Closed dcruz5h closed 3 years ago

dcruz5h commented 3 years ago

Thank you, I recently installed symphony and I'm trying it with a reference Seurat object composed of four integrated samples with harmony. After running buildReferenceFromSeurat, it gives an error: Error in t.default(obj@reductions$harmony@misc$R) : argument is not a matrix

What suppose to be stored in misc slot of my harmony metadata ? what is R in this case ? Thank you !

joycekang commented 3 years ago

Hi @dcruz5h,

R represents the assignment of cells to soft clusters in the Harmony model, which is used to perform the integration of the reference. The obj@reductions$harmony@misc$R should hold a matrix of dimensions n x k where n is the number of cells and k is the number of Harmony soft cluster centroids (default is 100). You should not need to calculate or set R yourself - it should have been calculated during the Harmony integration step and saved already in to the @misc$R slot.

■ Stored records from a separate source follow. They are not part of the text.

PR #73, opened 2016-01-22
Refactor `delta_stream` to allow multiple streams

DakotaNelson:
`delta_stream` is a blocking call, and previously had no good way to run
in parallel in order to stream several accounts at once.

EventMachine's run loop was removed from the library so that SDK
implementers can create multiple streams inside their own EventMachine
run block.

`delta_stream` must be wrapped in an `EventMachine.run` block in order
to function, whereas before it could be called plain. Two tests have
been refactored to reflect this, and documentation has been updated.

### DIFF
--- a/README.md
+++ b/README.md
@@ -458,23 +458,41 @@ The streaming API will receive deltas in real time, without needing to repeatedl
 ```ruby
 cursor = nylas.latest_cursor
 
-last_cursor = nil
-nylas.delta_stream(cursor) do |event, object|
-  if event == "create" or event == "modify"
-    if object.is_a?(Nylas::Contact)
-      puts "#{object.name} - #{object.email}"
-    elsif object.is_a?(Nylas::Event)
-      puts "Event!"
+EventMachine.run do
+  nylas.delta_stream(cursor) do |event, object|
+    if event == "create" or event == "modify"
+      if object.is_a?(Nylas::Contact)
+        puts "#{object.name} - #{object.email}"
+      elsif object.is_a?(Nylas::Event)
+        puts "Event!"
+      end
+    elsif event == "delete"
+      # In the case of a deletion, the API only returns the ID of the object.
+      # In this case, the Ruby SDK returns a dummy object with only the id field
+      # set.
+      puts "Deleting from collection #{object.class.name}, id: #{object}"
     end
-  elsif event == "delete"
-    # In the case of a deletion, the API only returns the ID of the object.
-    # In this case, the Ruby SDK returns a dummy object with only the id field
-    # set.
-    puts "Deleting from collection #{object.class.name}, id: #{object}"
   end
-  last_cursor = object.cursor
+end
+```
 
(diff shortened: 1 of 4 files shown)


lib/inbox.rb
```diff
@@ -347,15 +347,13 @@ def delta_stream(cursor, exclude_types=[], timeout=0, expanded_view=false)
         end
       end
 
-      EventMachine.run do
-        http = EventMachine::HttpRequest.new(path, :connect_timeout => 0, :inactivity_timeout => timeout).get(:keepalive => true)
-        http.stream do |chunk|
-          parser << chunk
-        end
-        http.errback do
```
DakotaNelson: I hate to remove this. I'll try to find a way to put it back in.

DakotaNelson: Done - see below.

README.md
```diff
@@ -458,23 +458,41 @@ The streaming API will receive deltas in real time, without needing to repeatedl
...
-    # In the case of a deletion, the API only returns the ID of the object.
-    # In this case, the Ruby SDK returns a dummy object with only the id field
-    # set.
-    puts "Deleting from collection #{object.class.name}, id: #{object}"
   end
-  last_cursor = object.cursor
+end
+```
+
+In order to receive streams from multiple accounts, simply create multiple API handles (one for each account), then open a `delta_stream` for each of them.
```
khamidou: This isn't very clear. Maybe heva seomthing like "To receive streams from multiple accounts, call `delta_stream` for each of them inside an `EventMachine.run` block.

README.md
```diff
@@ -458,23 +458,41 @@ The streaming API will receive deltas in real time, without needing to repeatedl
...
 
-  # This will loop indefintely
+```ruby
+api_handles = []
+nylas.accounts.each {
```
khamidou: I think you can do without creating the handles. Most of our customers are using the hosted API, so this part will be different for them anyway. Simply have a line like:
```ruby
api_handles = [] # a list of Nylas::API objects.
```

lib/inbox.rb
khamidou: Hmm, not sure I'm following.

khamidou:
Generally LGTM, minus the comments I added inline. Also, since this is a breaking change, I'd like you to edit CHANGELOG.md to add this change under `Upcoming release`.

README.md
DakotaNelson: Sounds good - done!

README.md
DakotaNelson: Ah, good catch. I'll change that.

lib/inbox.rb
DakotaNelson: Ah, I meant the `http.errback` functionality to catch errors - I removed, then re-added it.

DakotaNelson:
:+1:

khamidou:
LGTM, thanks for fixing!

It's hard to debug what might be going on in your case - are you able to run the Seurat.ipynb notebook from beginning to end? Do you have the most recent version of Harmony? Is your obj@reductions$harmony@misc$R slot empty or does it contain something that is not a matrix?

dcruz5h commented 3 years ago

I do have the most recent version of harmony, and when I run runHarmony ( a harmony function) I get a beautiful integrated object but the obj@reductions$harmony@misc$R slot is empty. If I run RunHarmony.Seurat ( from utils_seurat.R), I get a obj@reductions$harmony@misc$R with a matrix. Strange, I wouldn't know why, nonetheless I managed to run symphony on my samples. :)

NK-HD commented 2 years ago

Hey @joycekang ! I have a similar issue, but I would like to avoid having to (re)run the RunHarmony.Seurat function, since I already did alot of downstream analysis on this object and would like to keep the identical clusters.

Is there a way to get/calculate this data of of an existing object processed with the default RunHarmony function?